One of our goals, when we sit down and prioritize functionality for the spreadsheet or function for the sequel is to make sure that there is a close one-to-one representation of that. One of the big decisions that we had to make was, do we want actually right back to the warehouse? Do we want to actually write back to the data sources? That’s something that raises a lot of concerns from the CISO. I think there’s a decent amount of these that can come up if you’re not careful about actually prioritizing the right things, which I think we’ve done a fairly good job of doing to date.
What is the actual workflow for being able to figure out?
It all starts with essentially a data library. We use social proof to show things that are popular amongst finance teams or marketing teams, etc. So it’s part discovery and part showing them “here’s what you’re looking for” and allowing them to search for it easily.
In terms of the iterative process and managing the versions that have been the plague of everybody who’s ever dealt with Excel, how have you approached that problem?
So one of the nice architectural decisions that we’ve made because it’s a multiplayer application, is you can actually see the multiple cursors, moving around, in real time working on the same data as if you were in Figma. Every action is taken as part of a ledger. So we can actually control each and every stage of the analysis and allow you to revert back to one of those stages, and eventually let you freeze to a particular stage so that you can just jam those numbers.
How have you have seen the analysis being done in Canvas get fed back into things like dbt, or the other analytical systems that an organization might be using?
We had to ask ourselves: “How do you let someone go and take this insight and go and take this model, and allow it to graduate back into your systems?”. For right now, this is a fairly simple interaction between the data and business teams. The data teams are able to see what the business teams are doing, they can collaborate and have a conversation around that there, they can also see which models are being used most often. I think one of the coolest moments that we’re having is watching this conversation happen between data and business teams that before was never really happening.
For people who are looking for a way to make their data self-serve and easier to access for business users, what are the cases where Canvas is the wrong choice?
If you’re looking for hardcore data analysis tools that are going to be very heavy for the data team, it’s not going to be a situation in which we’re going to be a great fit. I think we complement a lot of tools in that case. We do have a couple of customers that have multiple front ends for different personas. I honestly think that’s how the arc of the modern data stack is bending. It’s bending towards best-of-breed tools for whatever use case. For certain data exploration scenarios, we are the best option, and for some, there are better tailored tools. It's all situational.
As you continue to build and iterate on the product, what are some of the things you have planned for the near to medium future?

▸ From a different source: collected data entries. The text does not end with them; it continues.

PR #36507, opened 2025-04-28
Make rc_kubernetes_deploy wait for docker_trigger_internal-full

kacper-murzyn:
### What does this PR do?

This PR makes r`c_kubernetes_deploy` job to need `docker_trigger_internal-full` before it starts. As in most cases we deploy the `-full` flavor image now we need to make sure that those images are available before we start the deployment.

### Motivation

Improve the Agent release process.

### DIFF
--- a/.gitlab/internal_kubernetes_deploy/rc_kubernetes_deploy.yml
+++ b/.gitlab/internal_kubernetes_deploy/rc_kubernetes_deploy.yml
@@ -11,8 +11,11 @@ rc_kubernetes_deploy:
       when: manual
   needs:
     - job: docker_trigger_internal
+      artifacts: false
     - job: docker_trigger_cluster_agent_internal
+      artifacts: false
     - job: docker_trigger_internal-full
+      artifacts: false
     - job: k8s-e2e-main # Currently only require container Argo workflow
       artifacts: false
       optional: true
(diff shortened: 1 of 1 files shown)


.gitlab/internal_kubernetes_deploy/rc_kubernetes_deploy.yml
```diff
@@ -11,9 +11,8 @@ rc_kubernetes_deploy:
       when: manual
   needs:
     - job: docker_trigger_internal
-      artifacts: false
```
chouquette, line 14: Is there an artifact generated by this job? I thought it only pushed images

chouquette (commented):
LGTM as far as the new job is concerned, but I'd have expected `artifacts: false` to stay and be added for the new jobs dependencies

.gitlab/internal_kubernetes_deploy/rc_kubernetes_deploy.yml
kacper-murzyn: There are none, that's why I removed this line. It was there from the past, copy-paste probably.

chouquette: But then it will now attempt to download artifacts, even though there are none.
It doesn't change anything functionally, but I find the intent to be clearer with the explicit `artifacts: false`

chouquette (approved):
LGTM, the `artifacts` open question isn't blocking

.gitlab/internal_kubernetes_deploy/rc_kubernetes_deploy.yml
kacper-murzyn: Oh, I actually could have made a mistake here. I though that skipping that field in the needs section is like setting it to false. But I reread the documentation and it's actually opposite. I will change it back. Sorry for the confusion.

I alluded to this earlier a little bit with templates. We have been taking in a lot of the requests that we’re seeing in terms of what business users want to do across these different companies and really working on programmatically, implementing these models that can actually help save the data team time from having to build those. It will save time and headache for these data teams, as they won’t have to design a template from scratch.

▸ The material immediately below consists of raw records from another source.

PR #36523, opened 2025-04-28
[USMON-1074] kafka kernel telemetry report api versions

guymor4:
### What does this PR do?
Adds kafka telemetry metric `datadog.system_probe.usm.kafka.classified_hits` by `operation` and `api_version` so we can have better visibility into the kafka versions running


pkg/network/ebpf/c/protocols/kafka/defs.h
```diff
@@ -50,4 +50,7 @@
 // The size of each kafka telemetry topic name bucket
 #define KAFKA_TELEMETRY_TOPIC_NAME_BUCKET_SIZE 10
 
+// The maximum version we'll support in telemetry.
+#define KAFKA_TELEMETRY_API_VERSIONS_NUM_OF_BUCKETS 30
```
guyarb, line 54: not sure why `30`, and how is that the max we can support
as we support fetch (v17) and produce (v12), why do we need 30 entries?

pkg/network/ebpf/c/protocols/kafka/kafka-parsing.h
```diff
@@ -1804,4 +1808,22 @@ static __always_inline void update_topic_name_size_telemetry(kafka_telemetry_t *
     __sync_fetch_and_add(&kafka_tel->topic_name_size_buckets[bucket_idx], 1);
 }
 
+// update_classified_api_version_hits_telemetry updates arrays keeping track of api versions hits in the telemetry
+static __always_inline void update_classified_api_version_hits_telemetry(kafka_telemetry_t *kafka_tel, s16 api_key, s16 api_version) {
+    __u8 bucket_idx = api_version - 1;
```
guyarb, line 1813: there's a type mismatch here between s16 and _u8
if you assume the api_version is positive and smaller than 255, then let's use __u8 all the way

pkg/network/ebpf/c/protocols/kafka/kafka-parsing.h
```diff
@@ -12,6 +12,7 @@ static __always_inline bool kafka_allow_packet(skb_info_t *skb_info);
 static __always_inline bool kafka_process(conn_tuple_t *tup, kafka_info_t *kafka, pktbuf_t pkt, kafka_telemetry_t *kafka_tel);
 static __always_inline bool kafka_process_response(void *ctx, conn_tuple_t *tup, kafka_info_t *kafka, pktbuf_t pkt, skb_info_t *skb_info);
 static __always_inline void update_topic_name_size_telemetry(kafka_telemetry_t *kafka_tel, __u64 size);
+static __always_inline void update_classified_api_version_hits_telemetry(kafka_telemetry_t *kafka_tel, s16 api_key, s16 api_version);
```
guyarb, line 15: as we care only for produce (api 0) and fetch (api 1), and the versions are 0-12 to produce, and 0-17 to consume, I'm think we should be using `__u8` for `api_key` and `api_version`

pkg/network/ebpf/c/protocols/kafka/kafka-parsing.h
```diff
@@ -1618,12 +1619,15 @@ static __always_inline bool kafka_process(conn_tuple_t *tup, kafka_info_t *kafka
     kafka_header.correlation_id = bpf_ntohl(kafka_header.correlation_id);
     kafka_header.client_id_size = bpf_ntohs(kafka_header.client_id_size);
 
-    log_debug("kafka: kafka_header.api_key: %d api_version: %d", kafka_header.api_key, kafka_header.api_version);
 
     if (!is_valid_kafka_request_header(&kafka_header)) {
         return false;
     }
```
guyarb, line 1625: wouldn't this condition drop any unsupport-by-decoding produce/fetch messages?

pkg/network/ebpf/c/protocols/kafka/kafka-parsing.h
```diff
@@ -1804,4 +1808,22 @@ static __always_inline void update_topic_name_size_telemetry(kafka_telemetry_t *
...
+
+    switch (api_key) {
+    case KAFKA_FETCH:
+        __sync_fetch_and_add(&kafka_tel->classified_fetch_api_version_hits[bucket_idx], 1);
+        break;
+    case KAFKA_PRODUCE:
+        __sync_fetch_and_add(&kafka_tel->classified_produce_api_version_hits[bucket_idx], 1);
+        break;
+    }
+}
```
guyarb, line 1827: you took the implementation from the topic_name telemetry, I think that's incorrect, or at least, needs to be modified per-fetch and produce to adjust the number of buckets to the correct size

pkg/network/ebpf/c/protocols/kafka/types.h
```diff
@@ -121,6 +121,10 @@ typedef struct {
     // The array topic_name_size_buckets maps a bucket index to the number of occurrences observed for topic name lengths
     __u64 topic_name_size_buckets[KAFKA_TELEMETRY_TOPIC_NAME_NUM_OF_BUCKETS];
     __u64 produce_no_required_acks;
+
+    // Arrays to keep track of the number of occurrences of each API version that were classified as kafka, before decoding
+    __u64 classified_fetch_api_version_hits[KAFKA_TELEMETRY_API_VERSIONS_NUM_OF_BUCKETS];
+    __u64 classified_produce_api_version_hits[KAFKA_TELEMETRY_API_VERSIONS_NUM_OF_BUCKETS];
```
guyarb, line 127: can reuse the already existing consts for max-<produce/fetch>-for-classification

pkg/network/ebpf/c/protocols/kafka/kafka-parsing.h
guymor4: It will, but the next PR will split classification and decoding, it's already tested and approved so I didn't want to move it to this PR

pkg/network/ebpf/c/protocols/kafka/kafka-parsing.h
guymor4: Not sure I got you, it's not really buckets it's just counters where index = api_verison so I'm just doing +1 to the correct counter (maybe I should rename bucket -> counter?)
But I changed the implementation to use index 0 for unknowns

pkg/network/ebpf/c/protocols/kafka/defs.h
```diff
@@ -50,7 +50,12 @@
...
 
-// The maximum version we'll support in telemetry.
-#define KAFKA_TELEMETRY_API_VERSIONS_NUM_OF_BUCKETS 30
+// The maximum version we'll support in telemetry, take the maximum supported version in classification
+// Adds 1 because it's zero based and we use index 0 to count unknown versions
+#if KAFKA_MAX_SUPPORTED_FETCH_REQUEST_API_VERSION > KAFKA_MAX_SUPPORTED_PRODUCE_REQUEST_API_VERSION
+#define KAFKA_TELEMETRY_API_VERSIONS_NUM_OF_BUCKETS (KAFKA_MAX_SUPPORTED_FETCH_REQUEST_API_VERSION + 1)
+#else
+#define KAFKA_TELEMETRY_API_VERSIONS_NUM_OF_BUCKETS (KAFKA_MAX_SUPPORTED_PRODUCE_REQUEST_API_VERSION + 1)
+#endif
```
guyarb, line 59: why having a single const for produce and fetch? it seems to actually complicating the code

pkg/network/ebpf/c/protocols/kafka/kafka-parsing.h
guyarb: i think you should split it per api key, as the shared const, makes it a little bit messy

pkg/network/ebpf/c/protocols/kafka/kafka-parsing.h
```diff
@@ -1620,6 +1622,16 @@ static __always_inline bool kafka_process(conn_tuple_t *tup, kafka_info_t *kafka
...
 
+    // Report api version hits telemetry
+    switch (kafka_header.api_key) {
+        case KAFKA_PRODUCE:
+            update_classified_produce_api_version_hits_telemetry(kafka_tel, kafka_header.api_version);
+            break;
+        case KAFKA_FETCH:
+            update_classified_fetch_api_version_hits_telemetry(kafka_tel, kafka_header.api_version);
+            break;
+    }
```
guyarb, line 1633: I'd move that after the condition in line 1635, to ensure we're dealing with valid kafka requests

pkg/network/ebpf/c/protocols/kafka/kafka-parsing.h
```diff
@@ -1804,4 +1816,26 @@ static __always_inline void update_topic_name_size_telemetry(kafka_telemetry_t *
     __sync_fetch_and_add(&kafka_tel->topic_name_size_buckets[bucket_idx], 1);
 }
 
+// update_classified_fetch_api_version_hits_telemetry updates the array keeping track of fetch api versions hits in the telemetry
+static __always_inline void update_classified_fetch_api_version_hits_telemetry(kafka_telemetry_t *kafka_tel, __u8 api_version) {
+    __u8 bucket_idx = api_version - 1;
```
guyarb, line 1821: fetch can have api_version of `0` (produce as well). so why do we need the `-1`?

pkg/network/ebpf/c/protocols/kafka/kafka-parsing.h
guymor4: The verifier complains about `update_classified_fetch_api_version_hits_telemetry` if I move it :( it shouldn't have any effect because it is being checked before getting here (IIUC)

guyarb: > it shouldn't have any effect because it is being checked before getting here (IIUC)

Where? the condition that should verify the traffic represents a valid kafka request is in the condition after this code

> The verifier complains about update_classified_fetch_api_version_hits_telemetry if I move it

What does it complain about? we should be able to address it

guymor4: I have no idea what's going on but it works now
and I meant `is_valid_kafka_request_header` is called both in the classification and again at the start of the decoding so I think the one in the decoding is obsolete

pkg/network/ebpf/c/protocols/kafka/types.h
```diff
@@ -121,6 +121,12 @@ typedef struct {
     // The array topic_name_size_buckets maps a bucket index to the number of occurrences observed for topic name lengths
     __u64 topic_name_size_buckets[KAFKA_TELEMETRY_TOPIC_NAME_NUM_OF_BUCKETS];
     __u64 produce_no_required_acks;
+
+    // Arrays to keep track of the number of occurrences of each API version that were classified as kafka, before decoding
+    // Not limited to supported api versions
+    // Make them have KAFKA_TELEMETRY_MAX_API_VERSION + 1 length because we want to support api version 0.
+    __u64 classified_fetch_api_version_hits[KAFKA_TELEMETRY_MAX_API_VERSION+1];
+    __u64 classified_produce_api_version_hits[KAFKA_TELEMETRY_MAX_API_VERSION+1];
```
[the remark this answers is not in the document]
guyarb: The reason we should be tied to the classification limits, is that we cannot guarantee we don't miss anything in the classification for "new and unknown" versions. Seeing produce v15, while there are only 12 known versions, can indicate a bug rather than providing useful information

guyarb (approved):

guyarb (approved):

amitslavin (approved):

As a final question, I’d like to get your perspective on what you see as being the biggest gap in the tooling or technology that’s available for data management today?

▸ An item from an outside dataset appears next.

PR #36524, opened 2025-04-28
use remove-experiment for rollback

clarkb7:
### What does this PR do?
Use the `remove-experiment` subcommand to rollback to stable version during an experiment. This updates the repository state (removes experiment symlink) during rollback, which makes `stop-experiment` received from the backend in the daemon [a no-op](https://github.com/DataDog/datadog-agent/blob/21fe278399eae9c60bb93256a4cf3e2d3fd9c6b1/pkg/fleet/installer/installer.go#L402-L410).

I think, opening up that conversation and that collaboration between the creators of the data and the consumers of that data. For all the advancements that we’ve made on the tooling side, collaborating across the gap is really the biggest gap that I see still.That's something that we’re most excited about with Canvas.
Thank you very much for taking the time today to join me and share the work that you’ve been doing on canvas. It’s definitely a very interesting tool and product and an interesting approach to a very real problem.
Thanks so much, guys. Have a great one.